Top of PROVIDED MATERIAL
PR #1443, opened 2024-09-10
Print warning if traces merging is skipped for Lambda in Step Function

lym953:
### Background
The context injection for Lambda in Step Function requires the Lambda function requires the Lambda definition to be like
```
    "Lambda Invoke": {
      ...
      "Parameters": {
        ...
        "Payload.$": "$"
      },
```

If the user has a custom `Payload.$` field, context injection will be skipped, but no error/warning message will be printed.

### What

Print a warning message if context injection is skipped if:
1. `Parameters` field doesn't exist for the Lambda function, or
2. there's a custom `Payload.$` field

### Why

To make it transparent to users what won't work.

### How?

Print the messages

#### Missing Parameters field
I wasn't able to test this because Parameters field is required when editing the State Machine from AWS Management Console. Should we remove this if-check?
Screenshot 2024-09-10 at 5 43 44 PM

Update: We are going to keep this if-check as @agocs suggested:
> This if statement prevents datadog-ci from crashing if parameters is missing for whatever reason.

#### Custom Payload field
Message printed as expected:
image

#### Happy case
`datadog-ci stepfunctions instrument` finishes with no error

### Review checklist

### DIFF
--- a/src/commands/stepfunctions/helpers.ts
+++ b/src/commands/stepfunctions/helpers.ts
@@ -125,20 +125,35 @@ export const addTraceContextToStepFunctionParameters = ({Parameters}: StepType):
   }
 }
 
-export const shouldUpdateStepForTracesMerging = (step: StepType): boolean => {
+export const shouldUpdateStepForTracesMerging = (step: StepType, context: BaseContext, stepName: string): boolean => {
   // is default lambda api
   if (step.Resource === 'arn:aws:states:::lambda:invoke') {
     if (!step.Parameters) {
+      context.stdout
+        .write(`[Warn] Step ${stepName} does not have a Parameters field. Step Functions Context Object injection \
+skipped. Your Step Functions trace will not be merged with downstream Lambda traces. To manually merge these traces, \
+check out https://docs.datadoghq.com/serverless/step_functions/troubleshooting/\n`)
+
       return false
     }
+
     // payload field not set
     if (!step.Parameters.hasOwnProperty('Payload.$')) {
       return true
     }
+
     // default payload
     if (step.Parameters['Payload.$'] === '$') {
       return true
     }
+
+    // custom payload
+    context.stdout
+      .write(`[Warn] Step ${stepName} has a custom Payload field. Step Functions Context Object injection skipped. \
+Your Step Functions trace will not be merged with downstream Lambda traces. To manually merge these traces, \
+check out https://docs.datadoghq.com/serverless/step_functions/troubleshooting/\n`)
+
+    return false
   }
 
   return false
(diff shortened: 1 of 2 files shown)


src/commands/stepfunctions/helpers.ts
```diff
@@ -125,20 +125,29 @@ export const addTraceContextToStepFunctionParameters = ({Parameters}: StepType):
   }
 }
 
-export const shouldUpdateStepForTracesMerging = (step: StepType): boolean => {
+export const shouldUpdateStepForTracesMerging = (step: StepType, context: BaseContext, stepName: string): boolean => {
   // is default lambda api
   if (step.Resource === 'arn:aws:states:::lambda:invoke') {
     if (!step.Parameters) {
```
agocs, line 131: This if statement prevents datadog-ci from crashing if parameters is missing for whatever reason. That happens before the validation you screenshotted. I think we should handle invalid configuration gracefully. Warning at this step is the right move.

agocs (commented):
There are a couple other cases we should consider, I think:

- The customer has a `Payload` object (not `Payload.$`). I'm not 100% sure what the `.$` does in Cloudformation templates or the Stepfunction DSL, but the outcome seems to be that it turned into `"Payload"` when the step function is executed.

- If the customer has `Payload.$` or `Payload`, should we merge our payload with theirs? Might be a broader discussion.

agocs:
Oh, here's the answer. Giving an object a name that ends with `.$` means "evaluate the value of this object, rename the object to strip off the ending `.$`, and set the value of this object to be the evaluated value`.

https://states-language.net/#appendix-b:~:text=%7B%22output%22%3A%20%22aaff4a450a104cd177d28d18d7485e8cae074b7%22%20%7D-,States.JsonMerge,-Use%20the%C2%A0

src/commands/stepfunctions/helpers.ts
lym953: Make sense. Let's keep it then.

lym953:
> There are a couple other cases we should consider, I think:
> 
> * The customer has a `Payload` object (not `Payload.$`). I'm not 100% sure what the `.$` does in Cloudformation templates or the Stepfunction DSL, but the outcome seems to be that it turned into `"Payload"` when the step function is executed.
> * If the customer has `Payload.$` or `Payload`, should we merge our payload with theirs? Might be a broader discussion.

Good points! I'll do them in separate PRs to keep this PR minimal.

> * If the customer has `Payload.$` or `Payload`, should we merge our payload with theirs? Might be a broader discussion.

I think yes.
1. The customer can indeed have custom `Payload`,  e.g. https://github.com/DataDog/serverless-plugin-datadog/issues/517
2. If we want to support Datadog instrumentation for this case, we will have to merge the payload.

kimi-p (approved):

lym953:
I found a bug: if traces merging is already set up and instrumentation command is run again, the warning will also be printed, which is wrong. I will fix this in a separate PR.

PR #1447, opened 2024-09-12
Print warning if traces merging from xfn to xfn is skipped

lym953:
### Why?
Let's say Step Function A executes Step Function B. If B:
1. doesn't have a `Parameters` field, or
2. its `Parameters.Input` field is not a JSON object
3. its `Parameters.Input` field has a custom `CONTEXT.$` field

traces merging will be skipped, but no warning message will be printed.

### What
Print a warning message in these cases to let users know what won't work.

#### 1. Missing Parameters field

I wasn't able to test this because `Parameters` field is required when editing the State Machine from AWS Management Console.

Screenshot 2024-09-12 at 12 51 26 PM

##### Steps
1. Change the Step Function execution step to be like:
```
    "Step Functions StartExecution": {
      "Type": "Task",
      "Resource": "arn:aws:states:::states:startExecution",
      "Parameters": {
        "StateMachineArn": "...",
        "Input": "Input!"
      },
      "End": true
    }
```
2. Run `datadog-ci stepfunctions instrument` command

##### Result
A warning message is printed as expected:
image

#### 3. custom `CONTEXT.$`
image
Bottom of PROVIDED MATERIAL
EXERCISE INSTRUCTIONS:
Only a number is expected: the count of lines in the entries that include the string "whatever".

REPLY:
2